The Centers for Medicare & Medicaid Services (CMS) announced that chimeric antigen receptor (CAR) T-cell therapies, a costly option to treat specific cancers, will now be made available to certain cancer patients under Medicare.
“President Trump is committed to strengthening the Medicare program by ensuring that beneficiaries have access to new and potentially lifesaving treatments. As the first type of FDA-approved gene therapy, CAR T-cell therapies are an important scientific advancement in this promising new area of medicine and provide treatment options for some patients who had nowhere else to turn,” said CMS Administrator Seema Verma in a press release. “Today’s coverage decision provides consistent and predictable patient access nationwide. CMS will work closely with our sister agencies to monitor outcomes for Medicare patients receiving this innovative therapy going forward.”
The decision applies to coverage at healthcare facilities enrolled in the U.S. Food and Drug Administration (FDA) risk evaluation and mitigation strategies for FDA-approved indications. Medicare will also cover CAR T-cell therapies previously approved by the FDA for “off-label uses that are recommended by CMS-approved compendia,” per a CMS press release.
CAR T-cell therapy uses a patient’s own cells, which are altered in the lab to specifically attack cancer cells.
Two CAR T-cell therapy treatments are currently on the market and were approved by the FDA: Gilead Sciences’ Yescarta and Novartis’ Kymriah. Yescarta is indicated for patients with non-Hodgkin lymphoma in whom at least two other treatments have failed. Kymriah is designed for acute lymphoblastic leukemia patients aged 25 years and younger.

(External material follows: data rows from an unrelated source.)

PR #283, opened 2020-12-11
Implementing Datasource v2 writing support

davidrabinowitz:


connector/src/integration-test/java/com/google/cloud/spark/bigquery/v2/SparkBigQueryConnectorIntegrationTest.java
```diff
@@ -0,0 +1,87 @@
...
+ *
+ * Unless required by applicable law or agreed to in writing, software
+ * distributed under the License is distributed on an "AS IS" BASIS,
+ * WITHOUT WARRANTIES OR CONDITIONS OF ANY KIND, either express or implied.
+ * See the License for the specific language governing permissions and
+ * limitations under the License.
+ */
+package com.google.cloud.spark.bigquery.v2;
+
+
```
anoopj, line 18: Nit - please remove the blank lines. Should we add a checkstyle rule to flag the build? Also, IntelliJ autoformatting may help.

connector/src/main/java/com/google/cloud/spark/bigquery/AvroSchemaConverter.java
```diff
@@ -0,0 +1,287 @@
...
+          fields.stream().filter(field -> field.getType() != Schema.Type.NULL).findFirst();
+      return actualType.orElseThrow(
+          () -> new IllegalArgumentException("No actual type has been found in " + avroType));
+    } else {
+      return avroType;
+    }
+  }
+
+  static Converter createConverterFor(DataType sparkType, Schema avroType) {
+    if (sparkType instanceof NullType && avroType.getType() == Schema.Type.NULL) {
```
anoopj, line 144: Please feel free to ignore this, but there is a bunch of type checks and casts in the code. This is where Scala pattern matching shines, but since this is Java, I was wondering if using a visitor pattern would make this cleaner.

connector/src/main/java/com/google/cloud/spark/bigquery/v2/AvroIntermediateRecordWriter.java
```diff
@@ -0,0 +1,60 @@
...
+import org.apache.avro.io.EncoderFactory;
+
+import java.io.IOException;
+import java.io.OutputStream;
+
+public class AvroIntermediateRecordWriter implements IntermediateRecordWriter {
+
+  private final OutputStream outputStream;
+  private final DatumWriter<GenericRecord> writer;
+  // private final BinaryEncoder encoder;
```
anoopj, line 33: Remove the commented out code?

connector/src/main/java/com/google/cloud/spark/bigquery/v2/IntermediateRecordWriter.java
```diff
@@ -0,0 +1,28 @@
...
+ * limitations under the License.
+ */
+package com.google.cloud.spark.bigquery.v2;
+
+import org.apache.avro.generic.GenericRecord;
+import org.apache.spark.sql.catalyst.InternalRow;
+
+import java.io.IOException;
+
+public interface IntermediateRecordWriter {
```
anoopj, line 23: This should probably extend `Closeable` so that clients can use try.. with resources.

connector/src/test/java/com/google/cloud/spark/bigquery/BinaryIteratorsTest.java
```diff
@@ -0,0 +1,137 @@
+/*
```
anoopj, line 1: Probably remove this file?

connector/src/test/scala/com/google/cloud/spark/bigquery/it/AdHocSuite.scala
```diff
@@ -0,0 +1,129 @@
...
+
+  def readAllTypesTable(dataSourceFormat: String): DataFrame =
+    spark.read.format(dataSourceFormat)
+      .option("dataset", testDataset)
+      .option("table", ALL_TYPES_TABLE_NAME)
+      .load()
+
+  test("test ad hoc") {
+    spark.conf.set("temporaryGcsBucket", "davidrab-sandbox")
+//    val s = spark
```
anoopj, line 98: Remove?

connector/src/main/java/com/google/cloud/spark/bigquery/v2/AvroIntermediateRecordWriter.java
```diff
@@ -0,0 +1,60 @@
...
+  }
+
+  @Override
+  public void close() throws IOException {
+    try {
+      // encoder.flush();
+      dataFileWriter.flush();
+    } finally {
+      dataFileWriter.close();
+      // outputStream.close();
```
anoopj, line 57: Shouldn't we close the `outputStream`?

connector/src/main/java/com/google/cloud/spark/bigquery/v2/BigQueryDataSourceReader.java
```diff
@@ -85,11 +85,13 @@ public BigQueryDataSourceReader(
         new ReadSessionCreator(readSessionCreatorConfig, bigQueryClient, bigQueryReadClientFactory);
     this.globalFilter = globalFilter;
     this.schema = schema;
-    this.fields =
+    // We want to keep the key order
+    this.fields = new LinkedHashMap<>();
+    for (StructField field :
         JavaConversions.asJavaCollection(
```
anoopj, line 91: Java `Collection` doesn't guarantee ordering. Should we use a something like a list? (Using something like `JavaConversions .seqAsJavaList`)

anoopj (commented):
Initial set of feedback. I'm only half way through.

connector/src/main/java/com/google/cloud/spark/bigquery/AvroSchemaConverter.java
```diff
@@ -0,0 +1,287 @@
...
+import org.apache.avro.Conversions;
+import org.apache.avro.LogicalTypes;
+import org.apache.avro.Schema;
+import org.apache.avro.SchemaBuilder;
+import org.apache.avro.generic.GenericData;
+import org.apache.avro.util.Utf8;
+import org.apache.spark.sql.catalyst.InternalRow;
+import org.apache.spark.sql.catalyst.expressions.SpecializedGetters;
+import org.apache.spark.sql.catalyst.util.ArrayData;
+import org.apache.spark.sql.types.*;
```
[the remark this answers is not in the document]
davidrabinowitz: Yep, unfortunately intellij is to blame... I'll reconfigure it

connector/src/main/java/com/google/cloud/spark/bigquery/AvroSchemaConverter.java
```diff
@@ -0,0 +1,287 @@
...
+
+import java.nio.ByteBuffer;
+import java.util.List;
+import java.util.Optional;
+
+public class AvroSchemaConverter {
```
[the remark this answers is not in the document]
davidrabinowitz: The main issue is we want a clean Java implementation in order to avoid scala versions issue (connector 2.11 on Spark 2.12 and vice versa). I'll add a test comparing the two.

connector/src/main/java/com/google/cloud/spark/bigquery/AvroSchemaConverter.java
```diff
@@ -0,0 +1,287 @@
...
+      return fieldsAssembler.endRecord();
+    }
+    if (dataType instanceof UserDefinedType) {
+      DataType userDefinedType = ((UserDefinedType) dataType).sqlType();
+      return sparkTypeToRawAvroType(userDefinedType, recordName, builder);
+    }
+    if (dataType instanceof MapType) {
+      throw new IllegalArgumentException(SchemaConverters.MAPTYPE_ERROR_MESSAGE);
+    } else {
+      throw new IllegalArgumentException("Data type not expected: " + dataType.simpleString());
```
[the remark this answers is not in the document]
davidrabinowitz: fixed

connector/src/main/java/com/google/cloud/spark/bigquery/AvroSchemaConverter.java
davidrabinowitz: I agree the code is cumbersome, but as it is built on Scala classes, meant to be used with pattern matching, they do not support the visitor pattern. Also specifically here, there's a dual matching - both to spark (catalyst) type and the avro type

connector/src/main/java/com/google/cloud/spark/bigquery/v2/AvroIntermediateRecordWriter.java
davidrabinowitz: fixed

connector/src/main/java/com/google/cloud/spark/bigquery/v2/AvroIntermediateRecordWriter.java
davidrabinowitz: fixed

connector/src/main/java/com/google/cloud/spark/bigquery/v2/BigQueryDataSourceReader.java
davidrabinowitz: fixed

connector/src/main/java/com/google/cloud/spark/bigquery/v2/IntermediateRecordWriter.java
davidrabinowitz: Good point

connector/src/test/scala/com/google/cloud/spark/bigquery/it/AdHocSuite.scala
davidrabinowitz: The entire file was added by mistake

connector/src/main/java/com/google/cloud/spark/bigquery/AvroSchemaConverter.java
```diff
@@ -0,0 +1,287 @@
...
+      return createConverterFor(userDefinedType.sqlType(), avroType);
+    }
+    throw new IllegalArgumentException(
+        String.format("Cannot convert Catalyst type %s to Avro type %s", sparkType, avroType));
+  }
+
+  @FunctionalInterface
+  interface Converter {
+    // void convert(InternalRow fromRow, GenericData.Record toRecord, int index);
+    Object convert(SpecializedGetters getters, int ordinal);
```
anoopj, line 246: Should we have a generic interface for type safety?

connector/src/main/java/com/google/cloud/spark/bigquery/AvroSchemaConverter.java
```diff
@@ -0,0 +1,287 @@
...
+      UserDefinedType userDefinedType = (UserDefinedType) sparkType;
+      return createConverterFor(userDefinedType.sqlType(), avroType);
+    }
+    throw new IllegalArgumentException(
+        String.format("Cannot convert Catalyst type %s to Avro type %s", sparkType, avroType));
+  }
+
+  @FunctionalInterface
+  interface Converter {
+    // void convert(InternalRow fromRow, GenericData.Record toRecord, int index);
```
anoopj, line 245: Remove?

connector/src/main/java/com/google/cloud/spark/bigquery/AvroSchemaConverter.java
```diff
@@ -0,0 +1,287 @@
...
+    if (sparkType instanceof ArrayType && avroType.getType() == Schema.Type.ARRAY) {
+      DataType et = ((ArrayType) sparkType).elementType();
+      boolean containsNull = ((ArrayType) sparkType).containsNull();
+
+      Converter elementConverter =
+          createConverterFor(et, resolveNullableType(avroType.getElementType(), containsNull));
+      return (getter, ordinal) -> {
+        ArrayData arrayData = getter.getArray(ordinal);
+        int len = arrayData.numElements();
+        Object[] result = new Object[len];
```
anoopj, line 215: We are allocating the Object array in the inner loop. This may cause a lot of allocations and will likely result in GC. Is there a way to avoid this by doing this lazily?

connector/src/main/java/com/google/cloud/spark/bigquery/v2/BigQueryDataSourceV2.java
```diff
@@ -54,4 +65,50 @@ private SparkSession getDefaultSparkSessionOrCreate() {
...
     return createReader(null, options);
   }
+
+  @Override
+  public Optional<DataSourceWriter> createWriter(
+      String writeUUID, StructType schema, SaveMode mode, DataSourceOptions options) {
+    Injector injector =
+        createInjector(
+            schema, options, new BigQueryDataSourceWriterModule(writeUUID, schema, mode));
+    // first verify if we need to do anything at all, based on the table existence and teh save
```
anoopj, line 75: Minor: Typo in "the save"

connector/src/main/java/com/google/cloud/spark/bigquery/v2/IntermediateDataCleaner.java
```diff
@@ -0,0 +1,64 @@
...
+package com.google.cloud.spark.bigquery.v2;
+
+import org.apache.hadoop.conf.Configuration;
+import org.apache.hadoop.fs.FileSystem;
+import org.apache.hadoop.fs.Path;
+import org.slf4j.Logger;
+import org.slf4j.LoggerFactory;
+
+/**
+ * Responsible for recursively deleting the intermediate path. Implementing Runnable in order to act
```
anoopj, line 25: Not sure if this is a good idea to run data cleanup as a shutdown hook. Generally shutdown hooks should run quickly and it's entirely possible that the GCS clients and associated thread pools may be in the process of shutting down, so it's hard to guarantee that this cleanup actually happened.

Should we consider alternatives? For instance, can we upload the temporary files with random prefixes and use GCS lifecycle policies to automatically clean them up after a safe window?

anoopj (commented):
Some more feedback.

connector/src/main/java/com/google/cloud/spark/bigquery/v2/ParquetIntermediateRecordWriter.java
```diff
@@ -0,0 +1,50 @@
...
+import org.apache.avro.generic.GenericRecord;
+import org.apache.hadoop.conf.Configuration;
+import org.apache.hadoop.fs.Path;
+import org.apache.parquet.avro.AvroParquetWriter;
+import org.apache.parquet.hadoop.ParquetWriter;
+
+import java.io.IOException;
+import java.io.UncheckedIOException;
+
+class ParquetIntermediateRecordWriter implements IntermediateRecordWriter {
```
anoopj, line 28: Do we have some benchmarks on how Parquet vs Avro for intermediate data? My guess is that writing Parquet is going to be much more expensive and was wondering if it made sense, given that it's a short-lived intermediate format.

davidrabinowitz: Based on the DSv1 data, parquet was faster for data sizes up to 250 GB or so, from there Avro was faster. I'll run a comparison test

connector/src/main/java/com/google/cloud/spark/bigquery/AvroSchemaConverter.java
davidrabinowitz: We are allocating the result array - this array is then wrapped by Arrays.asList(), serving as the backing data structure of the list. This code is a direct 1:1 port of the spark-avro scala code

connector/src/main/java/com/google/cloud/spark/bigquery/AvroSchemaConverter.java
```diff
@@ -0,0 +1,287 @@
...
+        fieldsAssembler.name(field.name()).type(avroType).noDefault();
+      }
+      return fieldsAssembler.endRecord();
+    }
+    if (dataType instanceof UserDefinedType) {
+      DataType userDefinedType = ((UserDefinedType) dataType).sqlType();
+      return sparkTypeToRawAvroType(userDefinedType, recordName, builder);
+    }
+    if (dataType instanceof MapType) {
+      throw new IllegalArgumentException(SchemaConverters.MAPTYPE_ERROR_MESSAGE);
```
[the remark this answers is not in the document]
davidrabinowitz: It means that we will need to iterate the schema twice, once for validation and once for conversion. I agree this is BigQuery specific, but at this point this is used only at the BQ connector and tailored to its needs. A more generic implementation exist in the spark-avro project.

connector/src/main/java/com/google/cloud/spark/bigquery/AvroSchemaConverter.java
davidrabinowitz: No - the only place where it is used is in `GenericData.Record.put()` which accepts `Object`. There is no meaning for generics here.

connector/src/main/java/com/google/cloud/spark/bigquery/v2/BigQueryDataSourceReaderModule.java
```diff
@@ -0,0 +1,53 @@
...
+
+import java.util.Optional;
+
+public class BigQueryDataSourceReaderModule implements Module {
+  @Override
+  public void configure(Binder binder) {
+    // empty
+  }
+
+  @Singleton
```
functicons, line 36: Why is this a singleton? What if the process reads 2 tables?

connector/src/main/java/com/google/cloud/spark/bigquery/v2/BigQueryDataSourceV2.java
```diff
@@ -15,35 +15,46 @@
...
 import org.apache.spark.sql.sources.v2.ReadSupport;
+import org.apache.spark.sql.sources.v2.WriteSupport;
 import org.apache.spark.sql.sources.v2.reader.DataSourceReader;
+import org.apache.spark.sql.sources.v2.writer.DataSourceWriter;
 import org.apache.spark.sql.types.StructType;
 
 import java.util.Optional;
 
-public class BigQueryDataSourceV2 implements DataSourceV2, ReadSupport {
+public class BigQueryDataSourceV2 implements DataSourceV2, ReadSupport, WriteSupport {
```
functicons, line 39: Add some high level comments about the implementation.

connector/src/main/java/com/google/cloud/spark/bigquery/v2/BigQueryDataSourceV2.java
```diff
@@ -54,4 +65,50 @@ private SparkSession getDefaultSparkSessionOrCreate() {
   public DataSourceReader createReader(DataSourceOptions options) {
     return createReader(null, options);
   }
+
+  @Override
+  public Optional<DataSourceWriter> createWriter(
```
functicons, line 70: Add comments about when it will be empty.

connector/src/main/java/com/google/cloud/spark/bigquery/v2/BigQueryDataSourceWriterModule.java
```diff
@@ -0,0 +1,120 @@
...
+    this.sparkSchema = sparkSchema;
+    this.mode = mode;
+  }
+
+  @Override
+  public void configure(Binder binder) {
+    // empty
+  }
+
+  @Singleton
```
functicons, line 54: The same question.

connector/src/main/java/com/google/cloud/spark/bigquery/v2/BigQueryDataSourceWriterModule.java
```diff
@@ -0,0 +1,120 @@
...
+                                      ".spark-bigquery-%s-%s", applicationId, UUID.randomUUID()));
+                      return String.format(
+                          "gs://%s/%s", config.getPersistentGcsBucket().get(), path);
+                    });
+        gcsPath = new Path(gcsPathOption);
+        FileSystem fs = gcsPath.getFileSystem(conf);
+        needNewPath = fs.exists(gcsPath); // if the path exists for some reason, then retry
+      }
+    } catch (IOException e) {
+      throw new UncheckedIOException(e);
```
functicons, line 116: Why use UncheckedIOException?

connector/src/main/java/com/google/cloud/spark/bigquery/v2/BigQueryIndirectDataSourceWriter.java
```diff
@@ -0,0 +1,276 @@
...
+import java.io.UncheckedIOException;
+import java.util.AbstractMap;
+import java.util.Iterator;
+import java.util.List;
+import java.util.Map;
+import java.util.Optional;
+import java.util.stream.Collectors;
+import java.util.stream.Stream;
+
+public class BigQueryIndirectDataSourceWriter implements DataSourceWriter {
```
functicons, line 58: Add comments about what "Indirect" means.

functicons (changes requested):
As a general comment, 1) add comments for all public classes and methods; 2) break down a huge PR into multiple PRs, which will be much easier for review.

connector/src/main/java/com/google/cloud/spark/bigquery/v2/IntermediateDataCleaner.java
davidrabinowitz: This is done just as a safe-guard in case `BigQueryIndirectDataSourceWriter.cleanTemporaryGcsPathIfNeeded` has not been called by an error. Relying on GCS object lifecycle will require the bucket to allow lifecycle management, which is not guaranteed.

connector/src/main/java/com/google/cloud/spark/bigquery/v2/ParquetIntermediateRecordWriter.java
davidrabinowitz: After running a benchmark, it appears that the Parquet writer as constantly slower than the avro one, so I've removed it.

connector/src/integration-test/java/com/google/cloud/spark/bigquery/v2/SparkBigQueryConnectorIntegrationTest.java
```diff
@@ -0,0 +1,105 @@
...
+import org.apache.spark.sql.types.ShortType;
+import org.apache.spark.sql.types.StringType;
+import org.apache.spark.sql.types.StructField;
+import org.apache.spark.sql.types.StructType;
+import org.apache.spark.sql.types.TimestampType;
+import org.apache.spark.sql.types.UserDefinedType;
+import org.junit.AfterClass;
+import org.junit.BeforeClass;
+
+public class SparkBigQueryConnectorIntegrationTest {
```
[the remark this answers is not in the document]
davidrabinowitz: It was added by mistake.

connector/src/main/java/com/google/cloud/spark/bigquery/v2/BigQueryDataSourceReaderModule.java
davidrabinowitz: Spark create a new `DataSourceReader`/`Writer` for each read.

connector/src/main/java/com/google/cloud/spark/bigquery/v2/BigQueryDataSourceWriterModule.java
davidrabinowitz: `provideDataSourceWriter()` now throws

connector/src/main/java/com/google/cloud/spark/bigquery/v2/BigQueryDataSourceWriterModule.java
davidrabinowitz: The `BigQueryDataSourceWriter` is created once per write operation, so it is singleton within this context

functicons (approved):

Both come with significant price tags—according to a Reuters report, a one-time treatment costs at least $373,000.
According to a report from STAT, “CMS’ decision to write these rules, known as a national coverage determination, has been shrouded in controversy. The two drug makers already selling CAR-T treatments have argued the national coverage policy is entirely unnecessary, because the contractors that administer Medicare’s hospital claims were already paying for the treatment. Others, including doctors groups, criticized a number of policies in the draft proposal.”
One of the initial concerns—that the treatment could only be used in a hospital—has been addressed by emphasizing the treatment is to be used at “healthcare facilities.” The latest decision also eliminates an earlier CMS requirement that would have made hospitals responsible for collecting and reporting long-term patient data on the treatments, which are relatively new.